I am using GKE and we'd like to build several Elasticsearch Clusters using ECK. Some of them will be rather big (10+ TB) and have a decent throughput (1+ TB per day), others are smaller.
We are wondering whether it's a good idea to use local persistent disk (instead of persistent volumes) as they offer way better performance characteristics at a cheaper price ($0.08 instead of $0.17 per SSD GB month).
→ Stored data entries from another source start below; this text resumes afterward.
PR #1669, opened 2024-09-13
remove minor versions for tomcat

dirkmueller:
there should be "branch" (which is major version) and fullversion-flavor.

### DIFF
--- a/src/bci_build/package/apache_tomcat.py
+++ b/src/bci_build/package/apache_tomcat.py
@@ -6,18 +6,18 @@ from bci_build.package import CAN_BE_LATEST_OS_VERSION
 from bci_build.package import DOCKERFILE_RUN
 from bci_build.package import OsContainer
 from bci_build.package import OsVersion
-from bci_build.package import ParseVersion
 from bci_build.package import Replacement
 from bci_build.package import _build_tag_prefix
 
 from .appcollection import ApplicationCollectionContainer
 
-_TOMCAT_VERSIONS: list[int] = [9, 10]
-assert _TOMCAT_VERSIONS == sorted(_TOMCAT_VERSIONS)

I am fully aware that the local persistent disk has a few downsides such as:
- It is bound to a single Kubernetes node
- It can not be resized
- Data loss is possible as it's not redundant as opposed to persistent volumes
- You must use a multiple of 375GB partitions and the performance scales with the size/number of the disk/partitions as well
However even after considering these downsides I think it could be a good idea to use them (maybe only for our hot nodes?). The resizing problem can be fixed by adding or removing ES nodes, Data loss risk can be reduced by using Elasticsearch replicas which also improves the read performance as replicas will be queried.
My only concern is whether ECK supports that? Whenever a node is removed the data must be transferred to a different node or it will be lost. As a node dies the disk is gone as well right? Are there any other concerns/issues which I should be aware of?
I am surprised the documentation barely discusses this topic given the potential performance impact.